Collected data
Issue #78, opened 2022-09-27
Remove libindexer


vkuzniet:
**Is your feature request related to a problem? Please describe.**
soci snapshotter has indexer C component, which at the moment needs to be built separately into `libindexer.a` and then statically linked during snapshotter's compilation. This shouldn't be this way. 

**Describe the solution you'd like**
`gzip_indexer.go` and C files need to be located in the same directory. This will allow `cgo` to search for C files within the same directory where `gzip_index.go` is located and compile/link them on the fly without creating the additional artifact.

**Describe alternatives you've considered**

**Additional context**

wmesard:
Benefit of doing this work: Eliminates a step in the build process. Simplifies the Makefile and the #cgo flags in gzip_index.go

vkuzniet:
Already in main.

PR #86, opened 2022-09-29
Remove dependency on libindexer

vkuzniet:

*Issue #, if available:*
#78 

*Description of changes:*
Removed linking to `libindexer.a`. Also moved `gizp_index.go` and C files to `soci/index`. 
`gzip_index.go` also gets the unmarshaling of gzip_index C struct, which is used in ztoc tests.

*Testing performed:*
- deployed `soci-snapshotter-grpc` and `soci` on ec2 instance and successfully ran the workload for tomcat in lazy loading mode.


soci/index/gzip_index.go
```diff
@@ -14,10 +14,10 @@
    limitations under the License.
 */
 
-package soci
+package index
```
Kern--, line 17: I'm not so sure about this structure. I think what we really want is a full ztoc package.

vkuzniet: Package soci contains soci index and ztoc definition, building and accessing - this is a full ztoc package. I moved `gzip_index.c` under `index` package to better group it with the C code. The ztoc building logic relies on `gzip_index`. 

Another option would be to simply keep C code under soci, but that bothers a little bit, since we place C files along with Go files, which don't even use the C implementations directly.

Kern--: Index here is confusing. You rename it `sociindex` when importing, but this isn't about soci indices, it's about gzip indices within a zTOC. I think we had discussed calling this `zindex` at one point which is a little more clear. This change also pushes `FileSize` down into `index`, but even gzip zindices don't *really* care about file sizes, that just happens to be the type we're using to represent offsets. I think it would be more clear to create a `ztoc` package that contains all the zTOC code, including the gzip code. 

Overall, I think we should be moving towards separating zTOC from SOCI. zTOCs are the technology that enables SOCI, but they make sense as a concept on their own.

vkuzniet:
Closing this PR in favor of #120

**Activity**
Exactly as they are written, print the entries again.

**Task response**
Issue #78, opened 2022-09-27
Remove libindexer


vkuzniet:
**Is your feature request related to a problem? Please describe.**
soci snapshotter has indexer C component, which at the moment needs to be built separately into `libindexer.a` and then statically linked during snapshotter's compilation. This shouldn't be this way. 

**Describe the solution you'd like**
`gzip_indexer.go` and C files need to be located in the same directory. This will allow `cgo` to search for C files within the same directory where `gzip_index.go` is located and compile/link them on the fly without creating the additional artifact.

**Describe alternatives you've considered**

**Additional context**

wmesard:
Benefit of doing this work: Eliminates a step in the build process. Simplifies the Makefile and the #cgo flags in gzip_index.go

vkuzniet:
Already in main.

PR #86, opened 2022-09-29
Remove dependency on libindexer

vkuzniet:

*Issue #, if available:*
#78 

*Description of changes:*
Removed linking to `libindexer.a`. Also moved `gizp_index.go` and C files to `soci/index`. 
`gzip_index.go` also gets the unmarshaling of gzip_index C struct, which is used in ztoc tests.

*Testing performed:*
- deployed `soci-snapshotter-grpc` and `soci` on ec2 instance and successfully ran the workload for tomcat in lazy loading mode.


soci/index/gzip_index.go
```diff
@@ -14,10 +14,10 @@
    limitations under the License.
 */
 
-package soci
+package index
```
Kern--, line 17: I'm not so sure about this structure. I think what we really want is a full ztoc package.

vkuzniet: Package soci contains soci index and ztoc definition, building and accessing - this is a full ztoc package. I moved `gzip_index.c` under `index` package to better group it with the C code. The ztoc building logic relies on `gzip_index`. 

Another option would be to simply keep C code under soci, but that bothers a little bit, since we place C files along with Go files, which don't even use the C implementations directly.

Kern--: Index here is confusing. You rename it `sociindex` when importing, but this isn't about soci indices, it's about gzip indices within a zTOC. I think we had discussed calling this `zindex` at one point which is a little more clear. This change also pushes `FileSize` down into `index`, but even gzip zindices don't *really* care about file sizes, that just happens to be the type we're using to represent offsets. I think it would be more clear to create a `ztoc` package that contains all the zTOC code, including the gzip code. 

Overall, I think we should be moving towards separating zTOC from SOCI. zTOCs are the technology that enables SOCI, but they make sense as a concept on their own.

vkuzniet:
Closing this PR in favor of #120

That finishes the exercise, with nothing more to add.